- Your assignment: Within the entries below, find each line containing the word "sets" and copy it.

[Items from a dataset]
PR #2011, opened 2022-12-03
Add connectionCreatorClassName config property (for dynamic passwords)

lfbayer:
add connectionCreatorClassName property to allow users to supply their own logic for creating connections

This is intended to be used for handling situation that require dynamic username/password combinations. For example for systems that require one-time-use passwords. The implementer could lookup or generate the password at the instant that the getConnection method would be called on the DataSource.

### DIFF
--- a/src/main/java/com/zaxxer/hikari/HikariConnectionCreator.java
+++ b/src/main/java/com/zaxxer/hikari/HikariConnectionCreator.java
@@ -1,0 +1,46 @@
+/*
+ * Copyright (C) 2022 Brett Wooldridge
+ *
+ * Licensed under the Apache License, Version 2.0 (the "License");
+ * you may not use this file except in compliance with the License.
+ * You may obtain a copy of the License at
+ *
+ * http://www.apache.org/licenses/LICENSE-2.0
+ *
+ * Unless required by applicable law or agreed to in writing, software
+ * distributed under the License is distributed on an "AS IS" BASIS,
+ * WITHOUT WARRANTIES OR CONDITIONS OF ANY KIND, either express or implied.
+ * See the License for the specific language governing permissions and
+ * limitations under the License.
+ */
+package com.zaxxer.hikari;
+
+import java.sql.Connection;
+import java.sql.SQLException;
+
+import javax.sql.DataSource;
+
+/**
+ * Users can implement this interface to override the default connection creation
+ * procedure.
+ * <p>
+ * Implementors typically determine how the username and password are chosen for
+ * the new connection. For example, the default implementation uses the username
+ * and password from {@link HikariConfig#getUsername()} and
+ * {@link HikariConfig#getPassword()} and passes them directly to
+ * {@link DataSource#getConnection(String, String)} to create the connection.
+ */
+public interface HikariConnectionCreator
+{
+   /**
+    *This method is called when a new connection needs to be added to the pool. One
+    * of {@link DataSource#getConnection(String, String)} or
+    * {@link DataSource#getConnection()} are expected to be called by implementors.
+    *
+    * @param dataSource The {@link DataSource} to use for getting a connection.
+    * @param config The current {@link HikariConfig}
+    * @return A newly created {@link Connection}
+    * @throws SQLException if a database access error occurs
+    */
+   Connection createConnection(DataSource dataSource, HikariConfig config) throws SQLException;
+}
--- a/README.md
+++ b/README.md
@@ -361,6 +361,14 @@ be used for various internally scheduled tasks.  If supplying HikariCP with a ``
 instance, it is recommended that ``setRemoveOnCancelPolicy(true)`` is used.
 *Default: none*
 
+&#128292;``connectionCreatorClassName``<br/>
+HikariCP will by default call the ``DataSource`` ``getConnection`` method directly to create new
+connections. This property allows you to supply your own instance of
+``com.zaxxer.hikari.HikariConnectionCreator`` that will be called any time a new connection is required.
+This is useful for dynamically choosing a username and/or password rather than relying on the
+``username`` and ``password`` properties on ``HikariConfig``.
+*Default: none*
+
 ----------------------------------------------------
 
 #### Missing Knobs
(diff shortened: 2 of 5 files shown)


lfbayer:
There have been various suggestions for how to provide users the ability to handle one-time-use-passwords or other variable password situations. 

My initial thought upon hearing the need for a password supplier was, why don't users just subclass or wrap their desired DataSource. Then they can do whatever they want. But it sounds like there are issues. For subclassing, it is possible that the DataSource class is final or fragile in someway that subclassing breaks how things work. And for wrapping the DataSource, there is a potential that frameworks expect the DataSource to be an instance of a specific class, so wrapping the DataSource would break those use-cases.

One common proposal has been to provide a simple supplier for the password. But there are cases that require both the username and password to be chosen. In that situation, it could be necessary that the retrieval of the username and password be atomic. For handling both username and password we would need either two suppliers or an interface that can return the username and password together as a single return value.

In my mind these options are unnecessarily complicated. So instead I decided it would just be easier to allow users to provide a factory class for creating the connection in a more generic way that isn't specifically for selecting passwords. The implementers can decide however they want to create the connection.

I would expect a typical implementation would just say something like:
```java
public Connection createConnection(DataSource dataSource, HikariConfig config) throws SQLException
{
   // get username and password from somewhere
   String username = ...
   String password = ...

   return dataSource.getConnection(username, password);
}
```

One potential issue I can see with my simple implementation is that the ConnectionCreator class is provided by classname, which means that there isn't a simple way for an IoC container to inject potentially necessary information into the creator instance itself. Maybe the connectionCreator should only be programmatically configured thus allowing the user to instantiate the instance themselves (eg: via an IoC framework). But this would preclude a simple properties based configuration from being able to use the functionality.

I am interested in hearing suggestions for improvements to this implementation.

xiaomaiyun:
When will this feature be supported?

brotheroftux:
>One potential issue I can see with my simple implementation is that the ConnectionCreator class is provided by classname

I'm a bit confused by this. I understand that maybe it's easier this way to configure Hikari via a `.properties` file, but as you've mentioned, this creates a bunch of issues when trying to make this work with an IoC/DI framework. As of right now, the only way to inject something into a `ConnectionCreator` class would be to ditch the DI pattern altogether and just use some global singleton.

Also, I have my concerns about connection soft eviction. The thing about dynamic credentials is we want to make sure that when there's a lease renewal, there's no potential downtime or issues caused by using the now outdated credentials.
I've seen [this](https://secrets-as-a-service.com/posts/hashicorp-vault/rotate-dynamic-relational-database-connection-in-spring-at-runtime/) article, where they do `softEvictConnections` every time the credentials are changed. I might be wrong, but, in my opinion, it might be Hikari's responsibility to ensure that connections in the pool are relevant enough to be used.

lfbayer:
I'm confused by what you are confused by. Are you agreeing or disagreeing with my concern regarding specifying the classname rather than specifying an instance?

As far as the staleness of the connection. Can you give me an example of a situation where the maxLifetime of a connection is not sufficient to define how long a connection can be good for? If we are talking about a one-time use password, then the password is only valid once anyway and the valid duration of the password is not related to how long the connection would then be good for.

I don't really understand the use-case of evicting existing connections because of the connection password changing. I feel like for the use-case in the article you linked that so long as every new connection uses the new credentials everything would be fine. Am I wrong? And if so does the implementation in this pull request prevent you from doing what you want to do. Or is there some other additional item that is necessary?

brotheroftux:
> I'm confused by what you are confused by. Are you agreeing or disagreeing with my concern regarding specifying the classname rather than specifying an instance?
> 
> As far as the staleness of the connection. Can you give me an example of a situation where the maxLifetime of a connection is not sufficient to define how long a connection can be good for? If we are talking about a one-time use password, then the password is only valid once anyway and the valid duration of the password is not related to how long the connection would then be good for.
> 
> I don't really understand the use-case of evicting existing connections because of the connection password changing. I feel like for the use-case in the article you linked that so long as every new connection uses the new credentials everything would be fine. Am I wrong? And if so does the implementation in this pull request prevent you from doing what you want to do. Or is there some other additional item that is necessary?

I'm sorry if I didn't make myself clear enough. Yes, I was agreeing with your concern — I think it would be hard to customize/inject dependencies to a `ConnectionCreator` in this specific implementation of the API.

Regarding connection lifetime/eviction — in Hashicorp Vault, the creds are not exactly for a single use, but rather for use during some lease duration, which can be extended up to a certain max lease. This potentially makes a system that utilizes a connection pool and such dynamic credentials prone to failure when the lease expires.

mrotteveel:
What does this add over using a custom `javax.sql.DataSource` on the `dataSource` or `dataSourceClassName` property?

src/main/java/com/zaxxer/hikari/HikariConnectionCreator.java
```diff
@@ -0,0 +1,46 @@
...
+ * limitations under the License.
+ */
+package com.zaxxer.hikari;
+
+import java.sql.Connection;
+import java.sql.SQLException;
+
+import javax.sql.DataSource;
+
+/**
```
awakelee, line 23: Tell users that the param `datasource` is the underlying DataSource instance(implemented by JDBC Driver), which created by HikariDataSource. 
Because HikariDataSource#getConnection(Strinig, String) is not implemented:
```java
   @Override
   public Connection getConnection(String username, String password) throws SQLException
   {
      throw new SQLFeatureNotSupportedException();
   }
```

lfbayer:
> What does this add over using a custom `javax.sql.DataSource` on the `dataSource` or `dataSourceClassName` property?

@mrotteveel I also fundamentally believe that all use cases that people have been asking about can be handled exactly as you explain. But the one limitation that seemed to prevent people from doing this was that in their systems that there was some reason why the DataSource instance had to be the specific underlying DataSource otherwise various libraries would not work.

I'm actually tempted to mark every issue and pull request related to this feature request as closed and just not do anything because doing exactly what you suggest seems to me that it would cover all the use-cases. And if there is an edge case where the exact instance matters, then I would think the feature request should be directed to that other library rather than the connection pool. HikariCP's fundamental philosophy is to not provide any more functionality than just a connection pool.

nigelwu329:
@lfbayer I'd like to use this feature in our projects. Do you have any expected time to release this feature?

Issue #1960, opened 2022-08-01
Excetion override does not work outside the predefined error codes / states


markwimpory:
Right now you cannot create an exception override when the sql state or error code falls outside the predefined values (that cannot be overridden). Suggestion in ProxyConnection:

         if (sqlState != null && sqlState.startsWith("08")
             || nse instanceof SQLTimeoutException
             || ERROR_STATES.contains(sqlState)
             || ERROR_CODES.contains(nse.getErrorCode())) {

            // broken connection
            evict = true;
            break;
         } else if (exceptionOverride != null && exceptionOverride.adjudicate(nse) == CONTINUE_EVICT) {
            evict = true;
            break;
         } else {
            nse = nse.getNextException();
         }

For example we are dealing with SQLState 25006 when database failover occurs and the read/write replicas are swapped.

davemorrissey:
I'm having the same issue. Setting a short maxLifetime eventually results in these connections being recycled, but with a performance trade off. Allowing addition of codes to the ERROR_STATES set may be an alternative solution.

patric-r:
+1

brettwooldridge:
fixed by c6d1403e

PR #2031, opened 2023-01-19
Update checkException to adjudicate various exception

mokamoto12:
I've addressed the issue https://github.com/brettwooldridge/HikariCP/issues/1960
Best regards.


brettwooldridge:
What does this do that ``adjudicate(final SQLException sqlException)`` doesn't handle? It doesn't look like it does anything.

brettwooldridge:
fixed by c6d1403e

PR #379, opened 2021-09-06
Add data-confirm behavior to turbo

virolea:
## Background

Following [this merged PR from Rails](https://github.com/rails/rails/pull/43112#issuecomment-908214854) and the deprecation of `rails-ujs`, it has been proposed that `confirm` and `disable` behaviors are added to Turbo. 

As a first contribution to this repo, I started with `confirm` as it appeared to be simpler. If we agree on an API for `disable` (should it work submit buttons? inputs? I proposed a change on `rails ujs` [here](https://github.com/rails/rails/pull/43031) to know if we wanted to extend it to remote "elements" as well) I'll be happy to work on it . 

## Implementation 

One can add a `data-turbo-confirm` attribute to any turbo-tracked form to have a dialog asking for confirmation before submitting the request : 

```html
<form action="/action" method="post" data-turbo-confirm="Are you sure?">
  <!-- ... -->
</form>
```

Capture d’écran 2021-09-06 à 18 50 14


t27duck:
Any reason this couldn't be applied to links as well?

acetinick:
I like the idea of this.  I think if everyone agrees, we should also extend this to work for <a> tags that have data-method attributes attached to them too.

dhh:
Need to make a clean break AND allow for coexistence of UJS and Turbo. So prefer to keep this on data-turbo-confirm.

Don’t think this makes sense on regular links, but on data-turbo-method links yes.

acetinick:
@

> Need to make a clean break AND allow for coexistence of UJS and Turbo. So prefer to keep this on data-turbo-confirm.
> 
> Don’t think this makes sense on regular links, but on data-turbo-method links yes.

Sorry meant data-turbo-method in my comment. Updated

virolea:
Following your advices, I have extended the behavior to `data-turbo-method` links. Since this links create "shadow" forms when clicked, we only had to forward the `data-turbo-confirm` to the form when appropriate and everything falls back into place.

dhh:
See a failing test:

```
× chrome on linux - FormSubmissionTests - link method form submission inside frame with confirmation cancelled (0.386s)
116
    NoSuchElement: [POST http://localhost:4444/wd/hub/session/a665b96dc88bc2a976a45e18366ae51f/element / {"using":"css selector","value":"#frame div.message"}] no such element: Unable to locate element: {"method":"css selector","selector":"#frame div.message"}
117
```

virolea:
@dhh thanks, the last push should have fixed it

songjiz:
What do you think about making the confirm method overridable just like [this PR](https://github.com/rails/rails/pull/32404/files) ?

virolea:
Hey @songjiz ! 

This idea crossed my mind as well :) I even started to work on this, at first but I wanted to validate the `confirm` behavior first, before improving it. I'll propose a solution for this today !

virolea:
Solution pushed for overriding the native confirm modal. 

A new configuration method is available on the `Turbo` object for setting up the new method : 

```typescript 
const newConfirmMethod = (message, formElement) => { confirm("overriden method") }

Turbo.setConfirmMethod(newConfirmMethod)
```

kylekeesling:
I just noticed that links that only use `data-turbo-confirm`, but do not also use `data-turbo-method`,  are not currently honored with this implementation. Is there a specific reason that it wouldn't be desirable to support confirmation on all links? 

If the goal is to keep parity with the exiting rails-ujs `data-confirm` attribute, it currently does support confirmation of normal links.

jasonfb:
*new Rails app created after Oct 2021* (affects only developers with the yanked versions installed on their machines)

Make sure to uninstall the yanked 7.1.0 and 7.1.1 from your machine with `gem uninstall turbo-rails`

and also fix any Rails apps created since October 2021 by fixing the Gemfile. 


https://stackoverflow.com/questions/70671324/new-rails-7-turbo-app-doesnt-show-the-data-turbo-confirm-alert-messages-dont-f

janko:
I don't see that the ability to change `Turbo.setConfirmMethod` is documented on the official website. It would be great to have that, for others to more easily discover this feature 😉

PR #382, opened 2021-09-07
Replace FormInterceptor with FormSubmitObserver

seanpdoyle:
Unify `<form>` element submission event listening by replacing all
`FormInterceptor` call sites and `FormInterceptorDelegate` implementers,
replacing them with the `FormSubmitObserver` pattern.


dhh:
Worth rebasing too for 7.2.0 👍

PR #383, opened 2021-09-07
Support navigating a Frame to its current `src`

seanpdoyle:
Rename `hasBeenLoaded` to `willEagerLoad`
===

First, rename `hasBeenLoaded` to `willEagerLoad`, and flip the default
from `false` to `true`.

Next, set the flag to `false` if the `FrameController` is initialized
with a `loading="lazy"` frame. Finally, set the flag to `true` once the
element appears in the viewport for the first time.

Support navigating a Frame to its current `src`
===

Re-opens [#248][]
Closes [#245][]

Update the `FrameController.currentURL` from within `set sourceURL()` to
ensure that `currentURL` does not still refer to the previous load's
`sourceURL`.

[#245]: https://github.com/hotwired/turbo/issues/245
[#248]: https://github.com/hotwired/turbo/pull/248

Replace `reloadable` attribute with `currentURL` property
===

Follow-up to [#263][]

As an alternative to leaking internal `FrameController` state to the DOM
as the `[reloadable]` attribute, this commit replaces those assignments
and guard clause checks with references to `currentURL` instead.

When responding to `<a>` clicks and `<form>` submissions, reset the
`<turbo-frame>` element delegates `currentURL = null`.

Adding a "public" (that is, package-internal) accessor to the
`FrameElementDelegate` feels less committal than an end-user facing
`[reloadable]` attribute, and achieves the same outcome.

[#263]: https://github.com/hotwired/turbo/pull/263

### DIFF
--- a/src/core/frames/frame_controller.ts
+++ b/src/core/frames/frame_controller.ts
@@ -19,7 +19,7 @@ export class FrameController implements AppearanceObserverDelegate, FetchRequest
   readonly appearanceObserver: AppearanceObserver
   readonly linkInterceptor: LinkInterceptor
   readonly formInterceptor: FormInterceptor
-  currentURL?: string | null
+  currentURL: string | null = null
   formSubmission?: FormSubmission
   private currentFetchRequest: FetchRequest | null = null
   private resolveVisitPromise = () => {}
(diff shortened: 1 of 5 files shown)


seanpdoyle:
Closing in favor of https://github.com/hotwired/turbo/pull/487.

PR #386, opened 2021-09-10
Toggle [disabled] on form submitter

seanpdoyle:
During a form submission, toggle the [disabled][] attribute on prior to
`turbo:submit-start`, and remove it prior to firing `turbo:submit-end`.

If callers need to control the submitter's [disabled][] attribute more
finely, they can declare listeners to do so.

Combined with CSS rules, consumer applications can hide and show
submission text similar to RailsUJS's support for `data-disable-with`:

```css
button                  .show-when-disabled { display: none; }
button[disabled]        .show-when-disabled { display: initial; }

button                  .show-when-enabled { display: initial; }
button[disabled]        .show-when-enabled { display: none; }
```

```html
<button>
  <span class="show-when-enabled">Submit</span>
  <span class="show-when-disabled">Submitting...</span>
</button>
```

Styling descendant submitters based on their ancestors is only possible
with `<button>` elements, since `<input type="submit">` do not have text
content or descendants of their own.

[disabled]: https://developer.mozilla.org/en-US/docs/Web/HTML/Attributes/disabled

### DIFF
--- a/src/core/drive/form_submission.ts
+++ b/src/core/drive/form_submission.ts
@@ -145,6 +145,7 @@ export class FormSubmission {
 
   requestStarted(request: FetchRequest) {
     this.state = FormSubmissionState.waiting
+    this.submitter?.setAttribute("disabled", "")
     dispatch("turbo:submit-start", { target: this.formElement, detail: { formSubmission: this } })
     this.delegate.formSubmissionStarted(this)
   }
@@ -178,6 +179,7 @@ export class FormSubmission {
 
   requestFinished(request: FetchRequest) {
     this.state = FormSubmissionState.stopped
+    this.submitter?.removeAttribute("disabled")
     dispatch("turbo:submit-end", { target: this.formElement, detail: { formSubmission: this, ...this.result }})
     this.delegate.formSubmissionFinished(this)
   }
--- a/src/tests/functional/form_submission_tests.ts
+++ b/src/tests/functional/form_submission_tests.ts
@@ -86,6 +86,13 @@ export class FormSubmissionTests extends TurboDriveTestCase {
     await this.nextEventNamed("turbo:load")
   }
 
+  async "test standard POST form submission toggles submitter [disabled] attribute"() {
+    await this.clickSelector("#standard-post-form-submit")
+
+    this.assert.equal(await this.nextAttributeMutationNamed("standard-post-form-submit", "disabled"), "", "sets [disabled] on the submitter")
+    this.assert.equal(await this.nextAttributeMutationNamed("standard-post-form-submit", "disabled"), null, "removes [disabled] from the submitter")
+  }
+
   async "test standard GET form submission"() {
     await this.clickSelector("#standard form.greeting input[type=submit]")
     await this.nextBody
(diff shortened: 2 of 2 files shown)


jacobdaddario:
This is so slick. I don’t know why I thought I couldn’t use the request callbacks to achieve this. The use of CSS selectors to handle the disable behaviors is super cool too.

That said, I wonder if it’s worth trying to implement the behavior for `submit` given that [submit inputs seems to be considered semantic for the Rails form builder.](https://guides.rubyonrails.org/form_helpers.html#dealing-with-basic-forms) `submit` is useful for I18n as well thanks to Rails’ built-in localization of helpers.

Also there’s the question of if we want to continue the hack of disable working on links. I figure no since Hotwire focuses on progressive enhancement, but I wanted to throw it out there.

pinzonjulian:
The `SubmitEven.submitter` discussion is very interesting

That makes me think that it may be out of Turbo's reach/responsibility to do something too specific about it. I personally think that disabling a button in a `busy` form is super important for all apps and Hotwire should probably provide a solution but I starting to gear more towards leaving that responsibility to Stimulus. I just added this functionality to an app and I liked having that control; from toggling styles the way I like to being responsible for accessibility. In my case, styles are tied to `aria-disabled` so this just works:

```js

  static targets = ["submitter"]

  disableSubmitter(event){
    // Although this should be the correct implementation,
    // there is a bug in safari at the moment that doesn't allow
    // the submitter to be located this way.
    // In the future it's likely that Turbo will have this functionality baked
    // in so we won't have to do it manually.
    // https://github.com/hotwired/turbo-rails/pull/257
    // event.detail.formSubmission.submitter.setAttribute("disabled", "")
    this.submitterTarget.setAttribute("aria-disabled", "true")
  }

  enableSubmitter(event){
    this.submitterTarget.setAttribute("aria-disabled", "false")
  }
}

```

```erb
<%= form_with model: @user,  data: { controller: "form", action: 'turbo:submit-start->form#disableSubmitter turbo:submit-end->form#enableSubmitter') } do |form| %>
 <%= form.button data: { form_target: "submitter" } %>
<%= end %>
```

What I personally don't like about this approach is that it's very verbose. I could probably cut a couple of characters by changing `disableSubmitter` to  `toggleSubmitter` and having it set the listener for `submit-end`?. 

Also, maybe I'm doing something wrong but I'd like for the actions to be declared on the button rather than the form. Is that possible? 

I think having an answer for questions like these in the context of Stimulus might be worth exploring to understand if this functionality is better of over there. I still love the idea of this being part of a Standard Library.

pinzonjulian:
I also found something interesting while working with Activestorage direct uploads yesterday. It also sets the `disabled` attribute upon form submission while it waits for the blob ids to return back from the server and upon success it doesn't remove the disabled attribute. 

Maybe it's something we could think of holistically(?)

dhh:
Let's start with `disabled`, so we stay congruent with ActiveStorage as well. Then we can explore options for `aria-disabled` separately.

tleish:
The advantage of using `disabled` is it automatically prevents users who like to double-click buttons from submitting the form multiple times.  When using `aria-disabled`, you must also add additional javascript to check the state of `aria-disabled` to prevent double clicking?  If considering `aria-disabled` in the future, consider how to make it easy to also prevent double clicking.

seanpdoyle:
@tleish that's a good point.

Turbo already declares [FormSubmitObserver](https://github.com/hotwired/turbo/blob/b419c0de0b82025b1c7ba644efcb12c57c23d05d/src/observers/form_submit_observer.ts#L34-L46) and [FormInterceptor](https://github.com/hotwired/turbo/blob/main/src/core/frames/form_interceptor.ts#L24-L34) classes that listen for `submit` events.

If `[aria-disabled="true"]` were toggled, those listeners could be extended to ignore or cancel submissions where `event.submitter.getAttribute("aria-disabled") == "true"`.

PR #393, opened 2021-09-15
Add test for Turbo reloading page when a new tracked element is introduced.

nashby:
Is it expected behaviour that when a new tracked script element is introduced (notice that already tracked `<script src="/dist/turbo.es2017-umd.js" data-turbo-track="reload"></script>` is not changed) turbo does page reload or it a bug?


dhh:
That's a bug.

- Exercise solution:
+    this.assert.equal(await this.nextAttributeMutationNamed("standard-post-form-submit", "disabled"), "", "sets [disabled] on the submitter")
I also found something interesting while working with Activestorage direct uploads yesterday. It also sets the `disabled` attribute upon form submission while it waits for the blob ids to return back from the server and upon success it doesn't remove the disabled attribute. 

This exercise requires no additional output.